Unreal: Blueprints vs C++

blueprint, design, construction-3804745.jpg

As a programmer, the first thing I wondered when looking at Unreal and wading through hours of tutorial videos was “where’s the code”? All the examples I was looking at had people creating functionality using blueprint graphs.

Generating A Grid in Unreal Engine using Blueprints | by Victor Stan |  Medium
Example graph, dredged up on Google Images.

These blueprint graphs are surprisingly powerful. The editor is very easy to use, providing a ton of context sensitive help in selection of the nodes and allowing you to quickly wire them up. Designers were jumping in and putting these graphs together and making things happen in the game before we’d started the code to do it. “Oh god”, I thought, “I’m out of a job”.

Opinions were – and still are – divided on the use of blueprint graphs. There is concern that functionality implemented through a graph is considerably more expensive than a C++ alternative. Commonly repeated figures say 10x slower. This wouldn’t surprise me, but reactions on the team vary.

Personally, I think blueprint graphs are fine for implementing limited amounts of functionality. Small, event driven functions can be quickly added. Anything that’s being regularly ticked on multiple objects, or anything that looping over multiple data items, would probably be better implemented in C++. You run the risk of the premature optimization pitfall. Writing a C++ alternative may save a few cycles, but if it’s something that’s only triggered once or twice an hour or typical gameplay, what have you actually saved?

Also, old me pulled faces at the graphs and said we should just be writing code in vi, and get off my lawn. But then old me also saw a few clicks and links in a UI blueprint suddenly produce a functioning pop-up window without a single pair of {}. Others on the team vary from “no blueprint graphs at all” to “ok for prototyping” to “they’re fine”.

Pros:

  • Easy to setup.
  • Harder to make a mistake. It’s difficult to crash Unreal through a blueprint. You’re less likely to make a typo.
  • Designer friendly.

Cons:

  • Complex graphs can be difficult to read.
  • Difficult to track changes.
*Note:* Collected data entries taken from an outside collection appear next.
PR #9961, opened 2020-10-02
Added prom_metrics REST API for prometheus-like metrics

### LINKED ISSUE #9939: Provide proper metrics for web based services

amaltaro:
Fixes #9939
Superseeds https://github.com/dmwm/WMCore/pull/9940

#### Status
In development

#### Description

You can’t diff revisions of a blueprint in standard version control software.
  • Difficult to track the code flow. If we’re jumping between C++ code and graphs implemented on an obscure blueprint, it can be difficult to figure out what’s happening where and why.

The issue with diffs is a big one. I’m not sure if there are any tools out there that attempt to compare blueprint graphs and identify the changes. We had a similar issue with Unity’s prefab files, but at least they were text-based, and you could compare the yaml contents to an extent. With so much functionality possible in the blueprint files, the fear is that bugs could get introduced that take longer to figure out because we lose the ability to see what changed.

When you search for information on implementing something in Unreal, the vast majority of what you’ll see is people constructing these graphs. You have to explicitly search for C++ implementations. Is this because graphs are the way to do it, or is because graphs are the quick and simple way to show quick and simple examples? I’d like to peek at the implementation of large triple-A projects that use Unreal to see how much they’ve ended up splitting.

So yeah, I guess we’ll find out as we go along. So far, we have almost exclusively used C++ with a very limited amount of blueprint graph, mainly for UI work. I wouldn’t be surprised if we ended up using more graphs, but for now it seems to be working for us.